» **Exercise**
In the entries below, find the lines with the word "Thanks" and copy them.

» **The input**
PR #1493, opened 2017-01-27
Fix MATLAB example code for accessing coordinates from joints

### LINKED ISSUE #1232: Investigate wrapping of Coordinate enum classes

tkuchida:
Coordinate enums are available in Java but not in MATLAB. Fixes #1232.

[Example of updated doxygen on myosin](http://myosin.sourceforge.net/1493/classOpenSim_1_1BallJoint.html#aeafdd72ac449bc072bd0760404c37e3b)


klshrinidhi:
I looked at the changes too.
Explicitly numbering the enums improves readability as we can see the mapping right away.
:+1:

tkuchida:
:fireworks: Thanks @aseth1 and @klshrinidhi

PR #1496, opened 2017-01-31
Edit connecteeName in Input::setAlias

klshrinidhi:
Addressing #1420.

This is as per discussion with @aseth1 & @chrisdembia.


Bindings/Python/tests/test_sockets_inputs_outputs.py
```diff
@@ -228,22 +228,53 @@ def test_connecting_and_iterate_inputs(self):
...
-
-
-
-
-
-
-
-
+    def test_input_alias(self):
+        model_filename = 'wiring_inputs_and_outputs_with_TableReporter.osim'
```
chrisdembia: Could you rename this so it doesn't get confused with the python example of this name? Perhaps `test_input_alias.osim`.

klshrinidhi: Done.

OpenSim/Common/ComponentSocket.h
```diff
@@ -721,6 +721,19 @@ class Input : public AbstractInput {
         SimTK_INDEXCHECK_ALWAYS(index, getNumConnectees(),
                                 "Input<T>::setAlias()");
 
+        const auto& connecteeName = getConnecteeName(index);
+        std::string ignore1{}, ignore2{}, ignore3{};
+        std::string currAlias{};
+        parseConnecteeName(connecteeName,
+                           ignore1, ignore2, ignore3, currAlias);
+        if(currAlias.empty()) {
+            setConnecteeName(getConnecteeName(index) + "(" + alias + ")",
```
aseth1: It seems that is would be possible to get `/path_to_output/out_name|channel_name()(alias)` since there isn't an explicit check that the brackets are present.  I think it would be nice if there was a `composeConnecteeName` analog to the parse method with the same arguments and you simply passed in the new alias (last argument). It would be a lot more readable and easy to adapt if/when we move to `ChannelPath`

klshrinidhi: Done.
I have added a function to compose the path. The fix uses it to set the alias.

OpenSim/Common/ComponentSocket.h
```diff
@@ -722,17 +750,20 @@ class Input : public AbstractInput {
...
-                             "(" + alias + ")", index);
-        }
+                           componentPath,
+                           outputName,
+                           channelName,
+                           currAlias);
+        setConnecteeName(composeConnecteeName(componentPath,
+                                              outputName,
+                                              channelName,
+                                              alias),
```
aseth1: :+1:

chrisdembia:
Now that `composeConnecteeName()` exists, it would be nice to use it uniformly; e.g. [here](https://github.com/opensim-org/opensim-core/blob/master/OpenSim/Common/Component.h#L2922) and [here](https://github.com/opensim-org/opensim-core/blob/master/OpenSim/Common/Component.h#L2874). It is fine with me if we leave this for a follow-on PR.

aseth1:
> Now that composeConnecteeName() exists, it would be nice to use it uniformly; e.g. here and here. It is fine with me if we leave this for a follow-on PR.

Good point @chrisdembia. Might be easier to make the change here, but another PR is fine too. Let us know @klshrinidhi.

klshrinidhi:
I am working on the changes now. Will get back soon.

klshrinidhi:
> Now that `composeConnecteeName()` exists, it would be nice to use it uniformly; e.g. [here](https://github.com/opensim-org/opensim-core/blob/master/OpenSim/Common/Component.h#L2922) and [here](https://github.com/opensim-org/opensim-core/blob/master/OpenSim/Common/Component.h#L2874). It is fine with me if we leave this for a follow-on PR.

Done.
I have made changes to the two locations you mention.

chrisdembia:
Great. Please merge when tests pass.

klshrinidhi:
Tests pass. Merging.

...

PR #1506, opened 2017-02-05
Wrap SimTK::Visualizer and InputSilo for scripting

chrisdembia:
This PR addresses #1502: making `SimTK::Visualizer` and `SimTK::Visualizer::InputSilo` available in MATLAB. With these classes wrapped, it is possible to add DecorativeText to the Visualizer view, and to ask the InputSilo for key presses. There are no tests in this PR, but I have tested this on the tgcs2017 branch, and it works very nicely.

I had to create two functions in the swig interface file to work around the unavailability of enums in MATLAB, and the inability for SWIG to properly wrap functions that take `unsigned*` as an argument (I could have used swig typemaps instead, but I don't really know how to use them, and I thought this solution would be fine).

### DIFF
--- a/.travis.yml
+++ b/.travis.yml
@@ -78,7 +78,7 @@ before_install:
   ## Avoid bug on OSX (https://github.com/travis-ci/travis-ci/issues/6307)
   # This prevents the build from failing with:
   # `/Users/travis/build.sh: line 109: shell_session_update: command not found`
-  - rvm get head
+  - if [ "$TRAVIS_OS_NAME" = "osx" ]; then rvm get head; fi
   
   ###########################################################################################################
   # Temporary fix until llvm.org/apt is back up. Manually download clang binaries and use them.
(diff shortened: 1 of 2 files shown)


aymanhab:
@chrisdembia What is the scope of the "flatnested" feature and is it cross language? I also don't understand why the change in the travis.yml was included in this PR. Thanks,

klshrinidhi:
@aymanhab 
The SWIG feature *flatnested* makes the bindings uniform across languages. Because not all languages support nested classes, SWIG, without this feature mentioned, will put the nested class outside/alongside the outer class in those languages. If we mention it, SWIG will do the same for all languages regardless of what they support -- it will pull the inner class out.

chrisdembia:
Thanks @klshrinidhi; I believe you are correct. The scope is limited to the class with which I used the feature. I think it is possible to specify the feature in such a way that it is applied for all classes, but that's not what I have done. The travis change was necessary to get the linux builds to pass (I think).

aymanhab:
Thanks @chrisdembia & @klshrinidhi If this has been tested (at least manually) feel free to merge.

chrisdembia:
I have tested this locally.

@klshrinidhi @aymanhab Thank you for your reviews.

» **The answer**
:fireworks: Thanks @aseth1 and @klshrinidhi
@chrisdembia What is the scope of the "flatnested" feature and is it cross language? I also don't understand why the change in the travis.yml was included in this PR. Thanks,
Thanks @klshrinidhi; I believe you are correct. The scope is limited to the class with which I used the feature. I think it is possible to specify the feature in such a way that it is applied for all classes, but that's not what I have done. The travis change was necessary to get the linux builds to pass (I think).
Thanks @chrisdembia & @klshrinidhi If this has been tested (at least manually) feel free to merge.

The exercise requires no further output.